DIRECTIONS
Output the number of lines in the entries below with the string "yochannah" in them, and nothing further.

···

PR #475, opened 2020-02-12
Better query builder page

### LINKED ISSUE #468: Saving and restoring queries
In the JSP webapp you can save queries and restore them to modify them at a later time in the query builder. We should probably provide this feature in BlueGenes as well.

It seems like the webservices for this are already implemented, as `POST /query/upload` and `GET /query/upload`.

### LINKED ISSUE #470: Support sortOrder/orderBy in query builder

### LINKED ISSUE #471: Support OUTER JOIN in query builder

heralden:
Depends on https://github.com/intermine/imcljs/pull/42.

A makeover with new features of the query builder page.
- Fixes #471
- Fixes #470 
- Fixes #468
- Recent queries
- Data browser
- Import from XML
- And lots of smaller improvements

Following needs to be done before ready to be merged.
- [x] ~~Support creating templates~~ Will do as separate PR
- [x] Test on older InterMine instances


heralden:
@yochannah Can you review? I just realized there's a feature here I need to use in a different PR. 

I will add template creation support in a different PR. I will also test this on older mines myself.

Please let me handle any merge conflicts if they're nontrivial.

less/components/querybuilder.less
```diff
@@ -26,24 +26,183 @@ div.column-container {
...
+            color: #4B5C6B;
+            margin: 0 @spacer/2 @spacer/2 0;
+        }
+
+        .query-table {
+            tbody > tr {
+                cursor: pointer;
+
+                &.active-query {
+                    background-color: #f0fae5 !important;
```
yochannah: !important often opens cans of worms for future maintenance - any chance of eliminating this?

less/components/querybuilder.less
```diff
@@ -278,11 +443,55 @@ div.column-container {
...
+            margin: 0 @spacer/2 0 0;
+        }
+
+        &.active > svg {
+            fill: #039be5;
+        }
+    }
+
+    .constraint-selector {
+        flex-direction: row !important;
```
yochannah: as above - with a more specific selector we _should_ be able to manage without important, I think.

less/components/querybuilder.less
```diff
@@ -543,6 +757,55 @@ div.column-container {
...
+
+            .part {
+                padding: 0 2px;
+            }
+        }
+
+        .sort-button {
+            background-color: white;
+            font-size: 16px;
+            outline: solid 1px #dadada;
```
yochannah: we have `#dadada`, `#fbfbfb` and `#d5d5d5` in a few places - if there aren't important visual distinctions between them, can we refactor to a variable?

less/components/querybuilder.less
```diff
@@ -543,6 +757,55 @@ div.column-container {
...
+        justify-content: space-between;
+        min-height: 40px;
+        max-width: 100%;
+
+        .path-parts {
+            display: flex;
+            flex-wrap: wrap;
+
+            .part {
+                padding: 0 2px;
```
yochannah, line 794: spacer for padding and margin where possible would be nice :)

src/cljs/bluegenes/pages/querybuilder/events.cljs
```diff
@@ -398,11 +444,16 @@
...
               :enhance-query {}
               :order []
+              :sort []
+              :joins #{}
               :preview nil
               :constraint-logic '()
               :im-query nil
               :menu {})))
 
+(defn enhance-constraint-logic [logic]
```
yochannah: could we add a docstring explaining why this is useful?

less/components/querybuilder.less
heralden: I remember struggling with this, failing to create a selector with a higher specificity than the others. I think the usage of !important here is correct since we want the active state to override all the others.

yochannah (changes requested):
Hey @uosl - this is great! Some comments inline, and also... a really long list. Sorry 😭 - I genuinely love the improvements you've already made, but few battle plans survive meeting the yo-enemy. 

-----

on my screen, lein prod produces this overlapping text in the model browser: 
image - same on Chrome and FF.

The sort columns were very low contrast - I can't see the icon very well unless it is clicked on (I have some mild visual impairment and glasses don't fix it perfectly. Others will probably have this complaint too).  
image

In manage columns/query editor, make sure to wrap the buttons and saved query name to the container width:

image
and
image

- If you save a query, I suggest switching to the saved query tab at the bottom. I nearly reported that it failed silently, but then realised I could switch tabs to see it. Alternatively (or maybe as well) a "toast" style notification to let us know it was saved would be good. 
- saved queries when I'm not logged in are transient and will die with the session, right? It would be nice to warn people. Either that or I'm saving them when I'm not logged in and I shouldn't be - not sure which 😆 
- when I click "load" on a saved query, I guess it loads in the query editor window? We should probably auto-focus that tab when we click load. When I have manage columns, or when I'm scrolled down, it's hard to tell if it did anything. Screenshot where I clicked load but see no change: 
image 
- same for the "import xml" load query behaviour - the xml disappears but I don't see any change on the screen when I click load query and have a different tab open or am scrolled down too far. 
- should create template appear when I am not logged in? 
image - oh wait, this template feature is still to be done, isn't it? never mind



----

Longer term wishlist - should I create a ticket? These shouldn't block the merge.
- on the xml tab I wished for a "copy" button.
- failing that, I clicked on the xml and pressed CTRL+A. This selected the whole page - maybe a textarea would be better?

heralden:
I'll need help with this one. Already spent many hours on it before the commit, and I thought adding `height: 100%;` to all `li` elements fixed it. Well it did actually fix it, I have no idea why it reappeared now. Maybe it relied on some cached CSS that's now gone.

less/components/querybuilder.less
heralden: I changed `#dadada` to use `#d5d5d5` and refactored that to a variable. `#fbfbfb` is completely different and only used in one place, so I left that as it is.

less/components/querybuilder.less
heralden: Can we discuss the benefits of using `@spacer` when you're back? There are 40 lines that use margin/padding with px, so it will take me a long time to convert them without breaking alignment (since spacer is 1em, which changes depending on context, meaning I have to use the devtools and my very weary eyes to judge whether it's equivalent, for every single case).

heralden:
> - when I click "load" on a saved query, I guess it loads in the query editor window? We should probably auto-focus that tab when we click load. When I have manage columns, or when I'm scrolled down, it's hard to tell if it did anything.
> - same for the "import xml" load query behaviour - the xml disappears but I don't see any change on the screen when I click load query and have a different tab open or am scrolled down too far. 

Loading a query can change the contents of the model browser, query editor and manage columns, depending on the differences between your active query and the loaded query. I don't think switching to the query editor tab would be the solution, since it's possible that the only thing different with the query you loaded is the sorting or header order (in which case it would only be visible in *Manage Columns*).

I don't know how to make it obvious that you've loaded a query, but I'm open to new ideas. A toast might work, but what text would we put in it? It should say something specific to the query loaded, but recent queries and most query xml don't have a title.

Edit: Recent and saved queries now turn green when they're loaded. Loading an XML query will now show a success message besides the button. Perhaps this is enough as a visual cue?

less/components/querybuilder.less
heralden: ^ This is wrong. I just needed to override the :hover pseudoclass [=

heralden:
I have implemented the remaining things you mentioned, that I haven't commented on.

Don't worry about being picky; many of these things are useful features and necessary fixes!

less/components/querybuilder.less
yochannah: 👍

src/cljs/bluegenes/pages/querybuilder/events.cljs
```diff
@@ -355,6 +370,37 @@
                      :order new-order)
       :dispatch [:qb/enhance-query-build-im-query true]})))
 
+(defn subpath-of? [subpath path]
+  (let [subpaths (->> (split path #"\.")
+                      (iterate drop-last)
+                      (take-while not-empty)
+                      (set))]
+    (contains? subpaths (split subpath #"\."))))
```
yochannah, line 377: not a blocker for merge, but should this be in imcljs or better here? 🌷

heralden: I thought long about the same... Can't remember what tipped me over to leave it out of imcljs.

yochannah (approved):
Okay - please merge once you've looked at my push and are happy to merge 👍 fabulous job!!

···

ANSWER
10